YOUR TASK: Which lines below contain "somewhere"? Pull them out.
BEGIN EXTRACTED RECORDS
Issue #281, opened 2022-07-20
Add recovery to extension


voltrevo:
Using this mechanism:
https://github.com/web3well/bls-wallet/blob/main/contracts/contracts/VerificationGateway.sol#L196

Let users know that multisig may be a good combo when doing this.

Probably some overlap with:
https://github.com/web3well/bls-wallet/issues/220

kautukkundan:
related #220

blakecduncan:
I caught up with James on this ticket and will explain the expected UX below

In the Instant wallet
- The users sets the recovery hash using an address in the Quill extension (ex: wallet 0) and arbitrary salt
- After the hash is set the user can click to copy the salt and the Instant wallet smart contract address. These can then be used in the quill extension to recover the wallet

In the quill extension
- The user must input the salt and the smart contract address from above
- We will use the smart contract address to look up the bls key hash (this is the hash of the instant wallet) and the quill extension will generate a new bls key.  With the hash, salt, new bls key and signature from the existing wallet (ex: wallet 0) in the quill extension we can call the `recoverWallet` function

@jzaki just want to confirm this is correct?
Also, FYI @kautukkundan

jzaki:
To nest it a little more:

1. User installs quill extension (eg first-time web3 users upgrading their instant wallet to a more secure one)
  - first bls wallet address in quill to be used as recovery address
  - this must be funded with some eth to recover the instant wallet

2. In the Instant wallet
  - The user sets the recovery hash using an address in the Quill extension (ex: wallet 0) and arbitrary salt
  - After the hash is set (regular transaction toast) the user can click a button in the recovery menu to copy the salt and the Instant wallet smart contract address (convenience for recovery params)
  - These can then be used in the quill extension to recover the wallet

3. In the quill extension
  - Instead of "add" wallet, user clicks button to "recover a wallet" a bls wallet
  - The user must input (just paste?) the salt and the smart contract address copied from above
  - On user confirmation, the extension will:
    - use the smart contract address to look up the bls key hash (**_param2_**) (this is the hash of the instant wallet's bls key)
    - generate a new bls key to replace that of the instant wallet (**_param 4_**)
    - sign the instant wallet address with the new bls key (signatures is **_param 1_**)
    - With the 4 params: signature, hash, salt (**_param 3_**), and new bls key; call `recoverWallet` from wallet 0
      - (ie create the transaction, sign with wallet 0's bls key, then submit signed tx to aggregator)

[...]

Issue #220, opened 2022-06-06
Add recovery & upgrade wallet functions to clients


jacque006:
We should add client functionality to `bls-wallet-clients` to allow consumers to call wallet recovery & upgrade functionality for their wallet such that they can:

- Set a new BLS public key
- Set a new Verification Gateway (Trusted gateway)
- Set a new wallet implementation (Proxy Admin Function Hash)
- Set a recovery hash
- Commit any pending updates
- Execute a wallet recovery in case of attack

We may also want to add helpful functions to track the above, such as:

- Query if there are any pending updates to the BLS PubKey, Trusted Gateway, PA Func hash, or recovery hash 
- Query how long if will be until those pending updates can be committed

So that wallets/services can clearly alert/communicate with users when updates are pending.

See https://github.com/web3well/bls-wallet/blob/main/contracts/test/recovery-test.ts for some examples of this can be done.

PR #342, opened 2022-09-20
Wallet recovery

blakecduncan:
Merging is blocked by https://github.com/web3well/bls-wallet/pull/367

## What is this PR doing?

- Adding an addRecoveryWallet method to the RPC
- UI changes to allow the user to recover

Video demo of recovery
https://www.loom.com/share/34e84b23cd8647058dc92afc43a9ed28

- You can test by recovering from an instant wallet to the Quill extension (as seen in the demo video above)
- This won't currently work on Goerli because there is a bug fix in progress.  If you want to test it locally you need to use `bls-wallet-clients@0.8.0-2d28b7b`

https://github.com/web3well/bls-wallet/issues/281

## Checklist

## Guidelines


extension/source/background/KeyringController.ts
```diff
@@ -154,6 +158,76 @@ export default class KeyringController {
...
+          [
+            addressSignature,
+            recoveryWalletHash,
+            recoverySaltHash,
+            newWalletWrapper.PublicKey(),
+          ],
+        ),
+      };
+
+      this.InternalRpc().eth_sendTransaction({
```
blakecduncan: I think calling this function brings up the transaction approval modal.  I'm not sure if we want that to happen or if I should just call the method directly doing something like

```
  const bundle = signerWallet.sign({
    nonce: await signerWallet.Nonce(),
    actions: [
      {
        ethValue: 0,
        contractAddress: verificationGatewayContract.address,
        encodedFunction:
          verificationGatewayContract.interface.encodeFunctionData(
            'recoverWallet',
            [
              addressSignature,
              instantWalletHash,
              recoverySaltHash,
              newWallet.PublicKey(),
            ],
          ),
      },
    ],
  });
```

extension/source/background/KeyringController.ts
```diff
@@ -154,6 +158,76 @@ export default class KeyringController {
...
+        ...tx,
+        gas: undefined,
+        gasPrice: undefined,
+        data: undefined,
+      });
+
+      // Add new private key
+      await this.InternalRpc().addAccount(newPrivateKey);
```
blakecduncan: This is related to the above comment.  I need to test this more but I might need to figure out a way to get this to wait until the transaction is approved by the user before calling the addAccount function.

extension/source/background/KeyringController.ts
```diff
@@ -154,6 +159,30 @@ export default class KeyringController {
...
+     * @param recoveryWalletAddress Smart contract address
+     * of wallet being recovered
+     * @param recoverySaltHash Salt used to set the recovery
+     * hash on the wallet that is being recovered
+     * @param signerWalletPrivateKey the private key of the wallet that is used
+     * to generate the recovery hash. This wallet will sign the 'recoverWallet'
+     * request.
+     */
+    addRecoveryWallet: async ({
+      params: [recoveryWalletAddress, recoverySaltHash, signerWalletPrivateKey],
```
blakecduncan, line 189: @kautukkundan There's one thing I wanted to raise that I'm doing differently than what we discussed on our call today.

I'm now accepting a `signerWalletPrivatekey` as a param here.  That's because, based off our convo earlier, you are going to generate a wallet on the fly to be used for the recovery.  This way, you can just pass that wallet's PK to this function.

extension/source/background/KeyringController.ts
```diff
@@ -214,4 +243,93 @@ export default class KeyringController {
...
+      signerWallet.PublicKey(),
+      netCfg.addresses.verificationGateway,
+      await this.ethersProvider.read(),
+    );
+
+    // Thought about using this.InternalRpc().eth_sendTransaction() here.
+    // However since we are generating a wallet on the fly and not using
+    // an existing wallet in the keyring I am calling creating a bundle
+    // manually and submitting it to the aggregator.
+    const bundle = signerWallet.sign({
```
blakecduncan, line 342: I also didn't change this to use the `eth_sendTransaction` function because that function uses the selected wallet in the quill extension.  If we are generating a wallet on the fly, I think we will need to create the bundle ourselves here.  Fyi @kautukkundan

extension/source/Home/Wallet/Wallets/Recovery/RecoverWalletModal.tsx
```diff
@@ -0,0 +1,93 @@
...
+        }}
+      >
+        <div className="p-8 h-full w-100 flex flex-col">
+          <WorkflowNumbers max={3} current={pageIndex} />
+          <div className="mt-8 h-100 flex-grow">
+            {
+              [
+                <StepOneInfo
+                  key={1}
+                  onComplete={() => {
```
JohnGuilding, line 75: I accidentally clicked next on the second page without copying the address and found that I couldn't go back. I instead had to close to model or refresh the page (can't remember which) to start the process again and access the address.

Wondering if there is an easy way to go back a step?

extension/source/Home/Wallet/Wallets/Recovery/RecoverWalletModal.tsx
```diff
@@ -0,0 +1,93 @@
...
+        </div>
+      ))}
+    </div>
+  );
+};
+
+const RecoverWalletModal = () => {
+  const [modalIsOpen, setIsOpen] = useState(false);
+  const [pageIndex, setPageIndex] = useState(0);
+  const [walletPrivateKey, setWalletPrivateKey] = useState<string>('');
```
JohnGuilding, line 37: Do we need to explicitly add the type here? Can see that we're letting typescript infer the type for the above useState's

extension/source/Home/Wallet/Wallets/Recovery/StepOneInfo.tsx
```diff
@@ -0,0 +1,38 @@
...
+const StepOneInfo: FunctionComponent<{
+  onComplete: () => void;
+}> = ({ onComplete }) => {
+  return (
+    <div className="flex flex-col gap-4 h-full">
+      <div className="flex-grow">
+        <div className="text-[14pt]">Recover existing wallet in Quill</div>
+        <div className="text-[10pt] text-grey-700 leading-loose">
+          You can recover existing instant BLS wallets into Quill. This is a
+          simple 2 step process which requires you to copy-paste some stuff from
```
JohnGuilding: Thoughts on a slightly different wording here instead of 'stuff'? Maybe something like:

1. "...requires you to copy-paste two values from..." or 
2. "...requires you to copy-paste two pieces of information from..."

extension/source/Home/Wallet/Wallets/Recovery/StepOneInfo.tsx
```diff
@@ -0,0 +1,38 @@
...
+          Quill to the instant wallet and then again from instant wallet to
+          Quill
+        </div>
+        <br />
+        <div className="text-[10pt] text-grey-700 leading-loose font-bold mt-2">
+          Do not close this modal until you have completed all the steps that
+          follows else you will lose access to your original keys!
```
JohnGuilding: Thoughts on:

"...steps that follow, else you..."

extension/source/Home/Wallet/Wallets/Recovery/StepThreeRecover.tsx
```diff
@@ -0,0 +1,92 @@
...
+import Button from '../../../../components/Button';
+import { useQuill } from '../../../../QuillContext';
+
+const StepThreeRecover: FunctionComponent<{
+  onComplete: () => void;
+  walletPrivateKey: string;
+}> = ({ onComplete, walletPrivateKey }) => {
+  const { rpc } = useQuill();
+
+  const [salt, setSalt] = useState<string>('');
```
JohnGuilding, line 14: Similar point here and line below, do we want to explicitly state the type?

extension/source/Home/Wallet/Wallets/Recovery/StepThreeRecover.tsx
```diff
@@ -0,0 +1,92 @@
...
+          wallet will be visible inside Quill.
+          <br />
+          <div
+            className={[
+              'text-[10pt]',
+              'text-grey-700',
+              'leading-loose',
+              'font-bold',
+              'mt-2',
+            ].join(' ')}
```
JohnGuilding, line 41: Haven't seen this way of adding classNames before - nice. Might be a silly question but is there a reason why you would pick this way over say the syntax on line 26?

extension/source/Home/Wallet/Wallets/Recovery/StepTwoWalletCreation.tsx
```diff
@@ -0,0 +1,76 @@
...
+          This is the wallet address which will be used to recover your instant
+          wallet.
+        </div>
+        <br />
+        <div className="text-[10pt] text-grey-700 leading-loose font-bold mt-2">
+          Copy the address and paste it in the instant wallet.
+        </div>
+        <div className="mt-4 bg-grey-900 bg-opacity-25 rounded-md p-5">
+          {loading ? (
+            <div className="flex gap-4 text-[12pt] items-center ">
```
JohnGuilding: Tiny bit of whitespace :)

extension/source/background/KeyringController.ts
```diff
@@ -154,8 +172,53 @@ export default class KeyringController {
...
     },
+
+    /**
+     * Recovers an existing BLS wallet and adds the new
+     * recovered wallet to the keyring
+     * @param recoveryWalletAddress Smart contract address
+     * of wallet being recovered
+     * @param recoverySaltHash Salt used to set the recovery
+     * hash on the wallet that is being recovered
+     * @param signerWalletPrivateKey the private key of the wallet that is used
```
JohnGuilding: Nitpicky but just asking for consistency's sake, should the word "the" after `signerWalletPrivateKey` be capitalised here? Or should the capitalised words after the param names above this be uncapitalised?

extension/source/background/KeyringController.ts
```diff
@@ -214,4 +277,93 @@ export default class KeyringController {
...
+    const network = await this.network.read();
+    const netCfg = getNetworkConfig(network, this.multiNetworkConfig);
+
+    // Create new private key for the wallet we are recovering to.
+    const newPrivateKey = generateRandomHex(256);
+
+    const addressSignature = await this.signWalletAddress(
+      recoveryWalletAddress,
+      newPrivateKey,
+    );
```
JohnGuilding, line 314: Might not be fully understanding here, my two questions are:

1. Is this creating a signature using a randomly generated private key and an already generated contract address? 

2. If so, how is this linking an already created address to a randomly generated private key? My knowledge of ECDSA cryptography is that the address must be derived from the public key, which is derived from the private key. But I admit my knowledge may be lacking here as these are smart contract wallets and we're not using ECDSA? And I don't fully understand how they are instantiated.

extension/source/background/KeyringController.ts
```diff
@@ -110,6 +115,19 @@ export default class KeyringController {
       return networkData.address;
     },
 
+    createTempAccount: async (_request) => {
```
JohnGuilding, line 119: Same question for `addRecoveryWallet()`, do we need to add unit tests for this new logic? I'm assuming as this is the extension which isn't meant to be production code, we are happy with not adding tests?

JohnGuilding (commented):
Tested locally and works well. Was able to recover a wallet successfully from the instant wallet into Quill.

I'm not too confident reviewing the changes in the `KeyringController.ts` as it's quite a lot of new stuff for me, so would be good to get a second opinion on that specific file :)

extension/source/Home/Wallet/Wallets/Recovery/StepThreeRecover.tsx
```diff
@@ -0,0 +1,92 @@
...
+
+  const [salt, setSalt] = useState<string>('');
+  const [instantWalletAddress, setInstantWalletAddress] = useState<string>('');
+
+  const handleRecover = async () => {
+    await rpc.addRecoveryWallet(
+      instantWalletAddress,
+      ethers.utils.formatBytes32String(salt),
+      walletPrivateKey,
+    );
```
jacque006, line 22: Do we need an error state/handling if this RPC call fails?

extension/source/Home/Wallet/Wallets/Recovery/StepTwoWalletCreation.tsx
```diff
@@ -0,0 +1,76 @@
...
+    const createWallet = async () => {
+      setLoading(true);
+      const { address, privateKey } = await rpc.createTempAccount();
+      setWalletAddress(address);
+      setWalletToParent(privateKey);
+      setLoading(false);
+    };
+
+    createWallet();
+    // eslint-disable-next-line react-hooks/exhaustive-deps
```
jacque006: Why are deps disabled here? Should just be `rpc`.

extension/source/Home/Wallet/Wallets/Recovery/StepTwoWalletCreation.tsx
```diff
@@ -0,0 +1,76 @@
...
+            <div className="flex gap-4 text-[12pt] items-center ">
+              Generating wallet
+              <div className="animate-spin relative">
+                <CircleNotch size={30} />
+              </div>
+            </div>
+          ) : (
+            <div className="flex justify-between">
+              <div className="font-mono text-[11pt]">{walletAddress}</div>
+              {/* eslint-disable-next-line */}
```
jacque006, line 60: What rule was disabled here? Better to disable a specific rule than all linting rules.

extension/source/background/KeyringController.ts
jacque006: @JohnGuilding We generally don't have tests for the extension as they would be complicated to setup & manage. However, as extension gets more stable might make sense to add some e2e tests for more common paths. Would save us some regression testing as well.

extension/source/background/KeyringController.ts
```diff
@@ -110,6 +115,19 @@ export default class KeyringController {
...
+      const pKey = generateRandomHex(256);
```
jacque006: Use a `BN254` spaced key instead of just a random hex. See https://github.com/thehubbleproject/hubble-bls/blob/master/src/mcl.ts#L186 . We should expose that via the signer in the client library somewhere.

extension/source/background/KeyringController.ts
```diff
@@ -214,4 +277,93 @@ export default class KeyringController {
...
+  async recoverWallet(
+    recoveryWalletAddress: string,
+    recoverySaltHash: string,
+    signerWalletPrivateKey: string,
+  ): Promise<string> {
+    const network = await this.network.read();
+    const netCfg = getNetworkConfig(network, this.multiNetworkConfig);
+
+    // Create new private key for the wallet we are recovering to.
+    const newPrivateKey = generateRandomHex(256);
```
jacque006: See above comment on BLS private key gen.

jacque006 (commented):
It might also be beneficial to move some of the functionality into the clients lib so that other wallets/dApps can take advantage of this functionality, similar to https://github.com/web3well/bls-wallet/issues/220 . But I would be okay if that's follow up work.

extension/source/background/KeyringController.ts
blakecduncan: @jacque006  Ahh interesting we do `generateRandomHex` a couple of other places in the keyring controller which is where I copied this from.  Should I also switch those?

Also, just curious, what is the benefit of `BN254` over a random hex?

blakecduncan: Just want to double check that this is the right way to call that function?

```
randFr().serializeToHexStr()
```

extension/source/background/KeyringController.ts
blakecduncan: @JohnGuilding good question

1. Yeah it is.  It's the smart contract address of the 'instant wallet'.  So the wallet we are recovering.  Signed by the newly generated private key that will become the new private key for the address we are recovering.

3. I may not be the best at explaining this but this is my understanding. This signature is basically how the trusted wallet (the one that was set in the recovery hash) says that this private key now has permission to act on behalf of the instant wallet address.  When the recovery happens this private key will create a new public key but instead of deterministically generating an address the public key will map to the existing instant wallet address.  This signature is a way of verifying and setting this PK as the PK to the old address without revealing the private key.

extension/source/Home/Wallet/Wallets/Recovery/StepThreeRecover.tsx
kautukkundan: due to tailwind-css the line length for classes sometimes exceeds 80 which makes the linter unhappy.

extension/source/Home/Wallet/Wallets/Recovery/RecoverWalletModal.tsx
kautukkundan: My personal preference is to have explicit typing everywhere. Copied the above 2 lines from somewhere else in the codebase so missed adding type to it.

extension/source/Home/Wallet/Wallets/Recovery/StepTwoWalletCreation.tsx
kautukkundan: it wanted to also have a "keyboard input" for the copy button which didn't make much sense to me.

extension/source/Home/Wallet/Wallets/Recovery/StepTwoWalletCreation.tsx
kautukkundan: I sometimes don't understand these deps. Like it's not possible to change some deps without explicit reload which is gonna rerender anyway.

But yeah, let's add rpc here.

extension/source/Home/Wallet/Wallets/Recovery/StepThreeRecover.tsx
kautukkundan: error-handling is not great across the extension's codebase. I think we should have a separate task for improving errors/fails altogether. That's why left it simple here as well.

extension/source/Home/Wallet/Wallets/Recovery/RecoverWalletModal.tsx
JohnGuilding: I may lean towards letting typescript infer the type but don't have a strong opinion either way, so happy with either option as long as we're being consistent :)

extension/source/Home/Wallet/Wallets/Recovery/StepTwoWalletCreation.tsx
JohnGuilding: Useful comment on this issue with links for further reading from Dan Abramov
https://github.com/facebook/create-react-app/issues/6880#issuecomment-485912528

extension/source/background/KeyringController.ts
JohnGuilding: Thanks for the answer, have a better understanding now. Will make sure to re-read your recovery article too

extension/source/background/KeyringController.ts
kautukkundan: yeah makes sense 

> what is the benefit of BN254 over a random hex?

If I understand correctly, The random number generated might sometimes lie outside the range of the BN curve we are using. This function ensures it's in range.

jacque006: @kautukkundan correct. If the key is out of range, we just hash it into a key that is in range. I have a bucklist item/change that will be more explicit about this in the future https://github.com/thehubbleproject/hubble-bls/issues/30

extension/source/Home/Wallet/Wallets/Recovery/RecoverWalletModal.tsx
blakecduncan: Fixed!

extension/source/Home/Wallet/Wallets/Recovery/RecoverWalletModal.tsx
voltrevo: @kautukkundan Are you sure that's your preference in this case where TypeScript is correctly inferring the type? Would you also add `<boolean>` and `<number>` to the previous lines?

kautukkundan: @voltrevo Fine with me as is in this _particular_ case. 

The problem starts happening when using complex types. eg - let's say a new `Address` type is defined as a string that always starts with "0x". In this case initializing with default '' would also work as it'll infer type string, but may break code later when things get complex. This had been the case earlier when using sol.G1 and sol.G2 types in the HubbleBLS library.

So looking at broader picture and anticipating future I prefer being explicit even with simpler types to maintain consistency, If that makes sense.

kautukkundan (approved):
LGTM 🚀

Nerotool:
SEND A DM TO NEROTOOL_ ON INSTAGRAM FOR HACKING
END EXTRACTED RECORDS
SOLUTION FOR THIS PROBLEM:
jacque006: Use a `BN254` spaced key instead of just a random hex. See https://github.com/thehubbleproject/hubble-bls/blob/master/src/mcl.ts#L186 . We should expose that via the signer in the client library somewhere.
kautukkundan: My personal preference is to have explicit typing everywhere. Copied the above 2 lines from somewhere else in the codebase so missed adding type to it.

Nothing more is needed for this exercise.